TASK STATEMENT
Draw out every line with the word "enough" from the listing below.

INFORMATION SUPPLIED
==================================================
PR #17, opened 2020-04-08
Bugs/36423 title and chevron not visible enough

joclefrancois:
Based on our UX/UI expert, the new base color was not dark enough for other components in the OMS but it is still fine for the TopBar components. I also had to change this library to reflect those requirements. Also, the drop down menu chevron was a bit too small to his taste.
==================================================
ANSWER BELOW
Bugs/36423 title and chevron not visible enough
Based on our UX/UI expert, the new base color was not dark enough for other components in the OMS but it is still fine for the TopBar components. I also had to change this library to reflect those requirements. Also, the drop down menu chevron was a bit too small to his taste.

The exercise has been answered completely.